How can I calculate the maximum height reached by a model rocket?

[hlcfairy]

I have to take a final soon and I have practise questions The only one here I am having trouble with is thislast one. This question bugs me and the answer key doesn't show how to do it

After a model rocket reached its maximum height, it then too 5.0 seconds to return to the launch site.
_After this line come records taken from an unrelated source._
Issue #334, opened 2017-07-31
Support BigInteger as return type for method Invocation


apupier:
it is currently returning a JSonOBject with value {"lowestSetBit"=1L}

chemeugene:
+1

rhuss:
Agreed. A bit busy these, happy to take pull requests.

rhuss:
Its about writing a simplifier like the UrlSimplifier and register it in "META-INF/simplifiers-default"

apupier:
sounds like it was implemented a while ago.

closing

PR #383, opened 2018-06-28
Support BigInteger as return type for method Invocation #334

nevenr:


agent/core/src/test/java/org/jolokia/converter/json/SimplifiersTest.java
```diff
@@ -0,0 +1,90 @@
...
+import java.util.Stack;
+
+import static org.testng.Assert.assertEquals;
+
+/**
+ * @author Neven Radovanović
+ * @since June 27, 2018
+ */
+@Test()
+public class SimplifiersTest {
```
rhuss: Thanks for the tests !

rhuss:
@nevenr Could you please resolve this (simple) conflict and maybe be squash your commits to a single one ? 

thanks !

rhuss:
merci !

Issue #367, opened 2018-01-06
Customizable thread names for JolokiaServer/JolokiaServerConfig


mjustin:
It would be useful to be able to configure the thread names of threads created by the Jolokia server.  That way if the application is logging thread names, it'll be obvious which threads were from Jolokia server requests.  For instance, in my app I might want to have the threads named "jolokia-1", "jolokia-2", ... instead of the Java default "Thread-1", "Thread-2", ...

This could be solved by adding a "threadNamePrefix" or "threadNameFormat" option to the JolokiaServerConfig.

Alternatively, if there was a way to specify the Executor or ThreadFactory used by the the HttpServer, the user could customize it to set whatever name they wanted.

The current workaround to achieve this is to create a JolokiaServer with a manually created HttpServer, rather than letting Jolokia create the server.  In addition to the additional code and potential inconsistency of manually configuring an HttpServer, it also means that it cannot be used with jolokia-spring's [SpringJolokiaAgent](https://github.com/jolokia-org/jolokia-spring/blob/master/src/main/java/org/jolokia/support/spring/SpringJolokiaAgent.java), as that uses the default server created by JolokiaServer.

Example of APIs in other frameworks that have this sort of behavior:
* Spring's [SimpleAsyncTaskExecutor](https://docs.spring.io/spring/docs/current/javadoc-api/org/springframework/core/task/SimpleAsyncTaskExecutor.html#SimpleAsyncTaskExecutor-java.lang.String-).
* Guava's [ThreadFactoryBuilder](https://google.github.io/guava/releases/23.6-jre/api/docs/com/google/common/util/concurrent/ThreadFactoryBuilder.html#setNameFormat-java.lang.String-)

rhuss:
Sound like a very good idea. Fancy for doing a PR ? (i'm a bit loaded these days)

mjustin:
If I do just one of those options, I'm thinking "threadNamePrefix" as it's the most straightforward to implement. Sound reasonable?

rhuss:
"threadNamePrefix" sounds fine to me.

mjustin:
I have since switched to a different project that does not use Jolokia.  It will therefore be unlikely that I will find the time to make this improvement in the near future.

mjustin:
@rhuss — Looks like this was implemented back in 2018 and thus can be closed, correct?

rhuss:
yep. thanks for the heads up, stay safe ...

PR #384, opened 2018-06-30
Customizable thread names for JolokiaServer/JolokiaServerConfig #367

nevenr:
Add configuration option threadNamePrefix which will be used by jolokia http server executor 
Default: jolokia-


rhuss:
thanks, its fine for me. If the increment is synchronized, that this should be no problem.

Issue #344, opened 2017-09-07
JVM agent authentication is hardcoded to Mode.ANY


wsargent:
In JolokiaServerConfig, if HTTPS is on and client certificates are in use, then Jolokia treats this as an authentication of the JAAS subject:

```java
        if (useHttps() && useSslClientAuthentication()) {
            authenticators.add(new ClientCertAuthenticator(this));
        }
```

https://github.com/rhuss/jolokia/blob/master/agent/jvm/src/main/java/org/jolokia/jvmagent/JolokiaServerConfig.java#L424

and likewise for JAAS (username and password):

```java
else if ("jaas".equalsIgnoreCase(authMode)) {
            authenticators.add(new JaasAuthenticator(realm));
        }
```

https://github.com/rhuss/jolokia/blob/master/agent/jvm/src/main/java/org/jolokia/jvmagent/JolokiaServerConfig.java#L436

and the MultiAuthenticator is enabled for ANY inside a private method:

```java
            authenticator = new MultiAuthenticator(MultiAuthenticator.Mode.ANY, authenticators);
```

https://github.com/rhuss/jolokia/blob/master/agent/jvm/src/main/java/org/jolokia/jvmagent/JolokiaServerConfig.java#L454

This is a problem, because I'm trying to get multi-factor authentication working with Jolokia, so I want a JAAS module AND a TLS client certificate, which I can do with JConsole / JMX / RMI with [Yubikey JAAS module](https://github.com/Yubico/yubico-java-client/tree/master/jaas):

```
-Dcom.sun.management.jmxremote.registry.ssl=true \
-Dcom.sun.management.jmxremote.ssl=true \
-Dcom.sun.management.jmxremote.authenticate=true \
-Djava.security.auth.login.config=$CONFDIR/yubikey.config \
-Dcom.sun.management.jmxremote.login.config=YubikeyAuth \
-Dcom.sun.management.jmxremote.ssl.need.client.auth=true 
```

So it's a bit odd not to be able to do it in Jolokia.

rhuss:
You are right, this sounds like a valid use case. 

I'm currently quite busy these days, but the implementation should be straightforward by introducing a configuration key `authPass`, with default `any` (for backwards compatibility) and alternate value `every`.

I would happily review and integrate any pull request which adds this feature (including doc & changelog update, and unit test if not too involved).

grgrzybek:
[...]

PR #385, opened 2018-07-01
 JVM agent authentication is hardcoded to Mode.ANY #344 

nevenr:


agent/core/src/main/java/org/jolokia/config/ConfigKey.java
```diff
@@ -222,6 +223,12 @@
      */
     AUTH_MODE("authMode", true, false, "basic"),
 
+    /**
+     * If MultiAuthenticator is used, this config item explains how to combine multiple authenticators
+     * Supported values: "any" at least one authenticator must match, "every" or "all" all authenticators must match
+     */
+    AUTH_PASS("authPass",true, false, "any"),
```
rhuss: can we ommit 'every' and use only 'all' ? Doesn't make much sense to keep both and only increases the maintenance burden.

agent/jvm/src/main/java/org/jolokia/jvmagent/security/MultiAuthenticator.java
```diff
@@ -48,8 +49,22 @@
...
-        ANY
-    };
+        ANY;
+
+        public static Mode fromString(String inStr) {
+            if (inStr == null || inStr.isEmpty()) {
+                throw new IllegalArgumentException("String representation of MultiAuthenticator.Mode can not be null nor empty.");
+            }
+            inStr = inStr.toLowerCase();
+            if (inStr.equals("any")){
```
rhuss: could be also just `.equalsIgnoreCase()`

src/changes/changes.xml
```diff
@@ -23,6 +23,12 @@
     <author email="roland@jolokia.org">Roland Huß</author>
   </properties>
   <body>
+    <release version="1.6.1-SNAPSHOT" description="Release 1.6.1-SNAPSHOT" date="yyyy-mm-dd">
+      <action dev="nevenr" type="add">
```
rhuss: just add a `issue=""` attribute here, so you don't have to reference it in the comment (see other entries for examples)

agent/core/src/main/java/org/jolokia/config/ConfigKey.java
rhuss: Maybe we rename it to `authMatch` instead of `authPass` ? Not sure, sounds a better fit to me ...

rhuss:
Thanks a lot !

agent/jvm/src/main/java/org/jolokia/jvmagent/JolokiaServerConfig.java
```diff
@@ -451,7 +451,7 @@ private void initAuthenticatorFromAuthMode() {
         } else {
             // Multiple auth strategies were configured, pass auth if any of them
             // succeed.
-            authenticator = new MultiAuthenticator(MultiAuthenticator.Mode.ANY, authenticators);
+            authenticator = new MultiAuthenticator(MultiAuthenticator.Mode.fromString(jolokiaConfig.get(ConfigKey.AUTH_MATCH)), authenticators);
```
rhuss: btw, if the config is null an error is thrown by fromString. I changed this to return ANY for a none-config (as this was the default before).

PR #390, opened 2018-09-05
chore: Remove accidental references to non Java 1.6 classes

### LINKED ISSUE #388: Jolokia uses JRE 1.8 classes while supporting 1.6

What is the approximate maximum height reachd by the rocket? {Neglect air resistance.}

the answer is 120 m

the only info u have is time and acceleration

How do I go about doing it?

 

[maximus]

the rocket going up is confusing, but i think this is what you're looking for:
simply, D=RT (distance=rate x time, if you're not familiar with it)

my guess is that this is not correct becuase you have to take into account the return of the rocket because of gravity. so something you muliply by either 2 or 1/2. maybe...

 

[chroot]

The question asks: how far does something fall in 5 seconds, when its acceleration (due to gravity) is a = 9.8 m/s^2?

s(t) = 1/2 a t², where t = 5, yields 122.5 m.

- Warren

 

[HallsofIvy]

Maximus, "D= RT" only applies when R is a constant.

If R is changing at a constant rate (that is the rate of change of R is a constant) then you can use an "averaging" method. When the rocket was at it's peak, it's speed was 0 (that's why it stopped going up!). After 5 seconds at a constant acceleration of -9.8 m/s^2, it's speed is -9.8*5= -49 m/s (Since the rate of change of speed, acceleration, is constant, you CAN use "RT"). The average of the two values is (0+(-49)/2= -24.5. Using that average value, in 5 seconds, the rocket will fall -24.5*5= -122.5 m. The rocket must have fallen from a height of 122.5 m, value chroot (Warren) gave.

Using "g" instead of -9.8 m/s^2 and t instead of 5 seconds, the two speeds are 0 and -gt so the "average" speed is (0-gt)/2= -gt/2.
Multiplying that by t to get distance gives (-g/2)t^2, the formula chroot used.

Again, this only works when the acceleration is constant (a very important special case!). If the acceleration (in general "rate of change of the rate of change") is not constant, then you will have to learn calculus!